The data below is to be returned in full and exactly.

=== Data for review ===

PR #3363, opened 2025-06-15
Release script

0x00A5:


scripts/release.sh
```diff
@@ -0,0 +1,112 @@
...
+        echo "Error: You are on branch '$CURRENT_BRANCH' with uncommitted or unstaged changes. Please commit or stash them before switching to 'main'."
+        exit 1
+    else
+        echo "You are on branch '$CURRENT_BRANCH'. Switching to 'main'..."
+        git checkout main
+    fi
+fi
+
+# Ensure main is up to date
+git pull origin main
```
t4lz: Some devs might call the remote something else, like e.g. "upstream", and I think that's valid (even though mine is called "origin" like yours). Is there a reason not to change this to
```suggestion
git pull
```
since we're already on `main`?

scripts/release.sh
```diff
@@ -0,0 +1,112 @@
...
+# Bump version in Cargo.toml
+cargo set workspace.package.version "$VERSION"
+# Refresh Cargo.lock to reflect version change
+cargo update -w -q
+
+# Build changelog
+towncrier build --yes --version "${VERSION}"
+
+# Stage all changes
+git add .
```
t4lz: I think it's possible that there are still untracked files in the working tree, right? And then we'll stage and later commit them. How about just adding the files that should change - Cargo.lock, Cargo.toml, changelog.d/, CHANGELOG.md, and I think that's it, right?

===

_Response:_
PR #3363, opened 2025-06-15
Release script

0x00A5:


scripts/release.sh
```diff
@@ -0,0 +1,112 @@
...
+        echo "Error: You are on branch '$CURRENT_BRANCH' with uncommitted or unstaged changes. Please commit or stash them before switching to 'main'."
+        exit 1
+    else
+        echo "You are on branch '$CURRENT_BRANCH'. Switching to 'main'..."
+        git checkout main
+    fi
+fi
+
+# Ensure main is up to date
+git pull origin main
```
t4lz: Some devs might call the remote something else, like e.g. "upstream", and I think that's valid (even though mine is called "origin" like yours). Is there a reason not to change this to
```suggestion
git pull
```
since we're already on `main`?

scripts/release.sh
```diff
@@ -0,0 +1,112 @@
...
+# Bump version in Cargo.toml
+cargo set workspace.package.version "$VERSION"
+# Refresh Cargo.lock to reflect version change
+cargo update -w -q
+
+# Build changelog
+towncrier build --yes --version "${VERSION}"
+
+# Stage all changes
+git add .
```
t4lz: I think it's possible that there are still untracked files in the working tree, right? And then we'll stage and later commit them. How about just adding the files that should change - Cargo.lock, Cargo.toml, changelog.d/, CHANGELOG.md, and I think that's it, right?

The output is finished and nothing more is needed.